I thought about my sisters, and their close relationship with the whales. It made sense, and it was another incredibly sad thought. I opened my eyes, and made one final attempt to find the humanity in his.

“You may not plan on killing me, but they will.”

“Nope. Not a chance. I’m under strict orders to make sure you stay alive. I’m still your bodyguard, only now I’m guarding your body for Olivia. In fact, I’ll be right here to supervise the sci-boys and move you out of here when they’re finished with you.”

“Move me where?”

“Wherever she wants me to.”

“What if she orders you to kill me?”

He paused, considering, “We’ll cross that bridge when we come to it.” The look on his face told me everything I needed to know.

I closed my eyes again, “Leave me alone.”

I heard the chair scrape and footsteps walk away. I was on my own. I knew how ruthlessly efficient Paul could be. I doubted he’d make any mistakes that I could exploit to get away, and he couldn’t be turned. He was to Olivia as Boris was to Evie; he had somehow imprinted on her, and belonged to her, body and soul.

I belonged to Ethan, and when I looked down to see my engagement ring, still sparkling on my finger, I wanted to cry. I twisted it around on my hand, protectively clenching the stones in my fist, a talisman against the darkness and despair that was closing in on me.

I heard footsteps, and looked up to see Doctor Neuman advancing on me with a syringe full of something, and I panicked, rattling the chair with my struggles. Paul looked up from where he was lounging on a chair with a magazine, rising to come and observe.

Once again, the doctor spoke to me as if there was absolutely nothing out of the ordinary going on, “I’m a great admirer of your father’s work. He really is a brilliant scientist.”

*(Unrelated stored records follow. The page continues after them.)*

PR #376, opened 2020-08-13
Multivariate regression

SebasKoel:
Draft PR

Started working on adding multivariate regression support
Not finished yet

PR #385, opened 2020-08-25
added multivariate dataset  with us consumption over time

SebasKoel:
Reference Issues/PRs
#376, #380, #382 

added multivariate dataset so we can add support for multivariate/exogenous data of #382


sktime/datasets/base.py
```diff
@@ -614,3 +615,56 @@ def load_airline():
...
+
+    # Sort by Quarter then set simple numeric index
+    # TODO add support for period/datetime indexing
+    # data.index = pd.PeriodIndex(data.index, freq='Y')
+    data = data.sort_values('Quarter')
+    data = data.reset_index(drop=True)
+    data.index = pd.Int64Index(data.index)
+    data.name = name
+    y = data[y_col]
+    if y_col != 'Quarter':
```
mloning, line 667: Quarter is the time index, no? But predicting the time index doesn't make much sense. So it'd set Quarter as the index of the data, but given that we don't support period/datetime indices at the moment, I'd just drop it.

sktime/datasets/base.py
```diff
@@ -614,3 +615,56 @@ def load_airline():
...
+        data = data.drop('Quarter', axis=1)        
+    X = data.drop(y_col, axis=1)
+    return X, y
```
mloning, line 670: linting (see flake8) probably failed because there's an no empty line at the end

sktime/datasets/base.py
```diff
@@ -614,3 +615,56 @@ def load_airline():
     data.index = pd.Int64Index(data.index)
     data.name = name
     return data
+
+def load_uschange(y_col='Consumption'):
```
mloning, line 619: I'd call it `y_name`, please add it to the doc string 
```suggestion
def load_uschange(y_name="Consumption"):
```

mloning (commented):
Thanks for the PR! Looks good in general, left three minor comments. Happy to merge afterwards!

sktime/datasets/base.py
SebasKoel: Yes Quarter is just a string. It's just being sorted on it as a double check (the csv is already sorted). It's being dropped. But it's also possible to get it back as y column, indeed it doesn't really make sense but else it should return an error when 'Quarter' is chosen which I don't see as better then having the option of having it returned as y

mloning (commented):
There are a few pkl files on the PR now which we probably don't need, right?

sktime/datasets/tests/test_uschange.py
```diff
@@ -0,0 +1,19 @@
...
+__all__ = []
+
+import pandas as pd
+from sktime.datasets import load_uschange
+
+
+def test_uschange():
+    X, y = load_uschange()
+
+    X_test = pd.read_pickle('uschange_X.pkl')
```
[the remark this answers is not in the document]
SebasKoel: The pickle files are the X and y in pickle files and then it just compares these with the dataframe/serie returned by the function. Now the entire dataset is in it but for larger datasets I would've done i.e. the first 20 rows. I discussed this with Omar and he preferred not to have binary files, but just assert the column names, shapes and dtypes.  I think it's better this way because it checks the actual data as well, if someone accidentally changed the csv. But I don't mind changing it to what Omar suggested. Do you want me to change it?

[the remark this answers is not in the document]
mloning: Ah okay, I think it's enough to have checks for what @big-o suggested, I don't want to have two copies of the data, the data itself is not that important I think, it's just toy data. Also someone may accidentally change the copy of the data, right? So a better test would be to download and compare the dataset from a reference source but I think this is not necessary. If you want to write unit tests for the loading function, it would be very useful to generalise them to test the other loading functions too (only the output object types, data types).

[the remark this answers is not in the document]
SebasKoel: Okay just removed the pickle files and only use assertions. Also tried to make a general dataset testing function which can be used for other datasets as well.

sktime/datasets/tests/test_uschange.py
```diff
@@ -0,0 +1,55 @@
...
+# copyright: sktime developers, BSD-3-Clause License (see LICENSE file)
+
+__author__ = ["Sebastiaan Koel"]
+__all__ = []
+
+import pandas as pd
+from sktime.datasets import load_uschange
+
+
+def check_dataset(checks, y=None, X=None):
```
mloning, line 12: This look good! The only thing I'd change is to replace `len` with `shape`.

sktime/datasets/tests/test_uschange.py
```diff
@@ -0,0 +1,55 @@
...
+        'columns' : list with column names in correct order,
+        'len_y'   : lenght of the y series (int),
+        'len_X'   : lenght of the X series/dataframe (int),
+        'data_types_X' : dictionary with column name keys and dtype as value,
+        'data_type_y'  : dtype if y column (string)
+    y:  y series of the dataset
+    X:  X dataframe or series from dataset
+    """
+    if y is not None:
+        assert(isinstance(y, pd.Series))
```
mloning, line 26: I've only seen `assert` being used as a statement rather than function, please replace here and throughout, or is this a new thing? 
```suggestion
        assert isinstance(y, pd.Series)
```

sktime/datasets/tests/test_uschange.py
```diff
@@ -0,0 +1,55 @@
...
+
+        assert(X.columns.values.tolist() == checks['columns'])
+
+        for col, dt in checks['data_types_X'].items():
+            assert(X[col].dtype == dt)
+
+        assert(len(X) == checks['len_X'])
+
+
+def test_uschange():
```
mloning, line 44: Could you run this on `load_airline` too? You could use 
```python
@pytest.mark.parametrize("data_loader", [load_airline, load_uschange, ...])
def test_data_loaders(data_loader):
    ...
```
This will iterate over `data_loader` and run a separate test for each one.

mloning: Of course we would have to iterate over the checks too ... perhaps we could add the `checks` dictionary to the docstring and retrieve it via `data_loader.__doc__`, just a thought

mloning (commented):
Looks great! Left some minor comments and there's still this file: sktime/datasets/data/Uschange/Uschange.pkl

sktime/datasets/tests/test_uschange.py
big-o: Maybe it would be cleaner to just declare the checks dictionary at the top of the module and then you would just be parametrising over the dictionary keys? e.g.:

```python
_CHECKS = {
    "uschange": {
        'loader': load_uschange,
        'len_y': 187,
        ...
    }
}

@pytest.mark.parametrize("dataset", [load_airline, load_uschange, ...])
def test_data_loaders(dataset):
    data_loader = _CHECKS[dataset]["loader"]
    ...
```

mloning (approved):
Looks good to me! @big-o I'll wait for your approval before we merge.

big-o:
As mentioned in the above comment is be happy to approve now; the above change is very minor and could either be done in this PR or at a later date, if you think it's needed.

mloning:
Hi @SebasKoel, could you confirm if you want to implement @big-o's suggestion? I wouldn't mind merging it now.

mloning (changes requested):
Hi @SebasKoel, 

There's still the `Uschange.pkl` file in the PR and the changes to the `sktime/forecasting/compose/_reduce.py` which we wanted to have in a separate PR. 

I believe you should be able to remove them as follows:
* `git rm sktime/datasets/data/Uschange/Uschange.pkl`
* `git checkout master -- sktime/forecasting/compose/_reduce.py`
See if that works!

mloning (approved):

mloning:
Thanks @SebasKoel! 🎉

big-o (commented):
All looks good to me - as mentioned before I don't think the comment about the unit test really matters here, but maybe it should be considered when more unit tests are added in the future.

“Then how can you do this to me?” I spat out, “He’d be disgusted if he knew what was going on here!”

He looked at me calmly, “Science is everything.”

“No it’s not,” I cried. “Science is only science. What you’re doing is wrong!”

He looked at me like I was being horribly naive, reaching for my arm with the needle in his hand.

“You don’t have to do this,” I begged, cringing as I felt the sting of the needle.

“Of course I do,” he replied, “I’m going to need you to keep perfectly still in order to get the optimum scan.”

“Goodnight, Marina,” Paul called out in the most ironic tone possible, just before I plummeted through the depths of despair into a numbing sleep.